Stored data:
PR #259, opened 2015-07-07
build: Fix the build of external modules

ceolin:
It was depending of a header that is not installed.


otaviobp:
Working fine for me

PR #260, opened 2015-07-07
fbp-generator: enable the generation of subflows

ricardotk:
-s option now can be used to generate a subflow (without includes
and main)


ricardotk:
Previously set as +1 from @glima and @ceolin. I just rebased before merge and the comments were vanished from here. merging it...

PR #270, opened 2015-07-07
fbp-generator: start handling directories on JSON arguments

ricardotk:
now it's possible to pass a directory path to -j and it will search
recursively into the directories for '*.json' files.

### DIFF
--- a/src/bin/sol-fbp-generator/main.c
+++ b/src/bin/sol-fbp-generator/main.c
@@ -31,10 +31,12 @@
  */
 
 #include <ctype.h>
+#include <dirent.h>
 #include <errno.h>
 #include <fcntl.h>
 #include <libgen.h>
 #include <stdio.h>
+#include <sys/stat.h>
 #include <unistd.h>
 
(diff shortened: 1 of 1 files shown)


src/bin/sol-fbp-generator/main.c
```diff
@@ -680,6 +682,71 @@ sol_fbp_generator_type_store_load(struct type_store *common_store)
...
+        if (entry->d_name[0] == '.')
+            continue;
+
+        r = snprintf(full_path, sizeof(full_path), "%s/%s", path, entry->d_name);
+        if (r < 0 || r >= (int)sizeof(full_path)) {
+            closedir(dp);
+            return false;
+        }
+
+        handle_json_path(full_path);
```
lpereira: Shouldn't the return value of this function be checked here as well?

ricardotk: Yes it should. Nice catch

lpereira:
Feel free to merge after adding that check.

TASK DETAILS: Your reply should be one number: the count of lines above that hold the word "opened".

WRITTEN RESPONSE: 3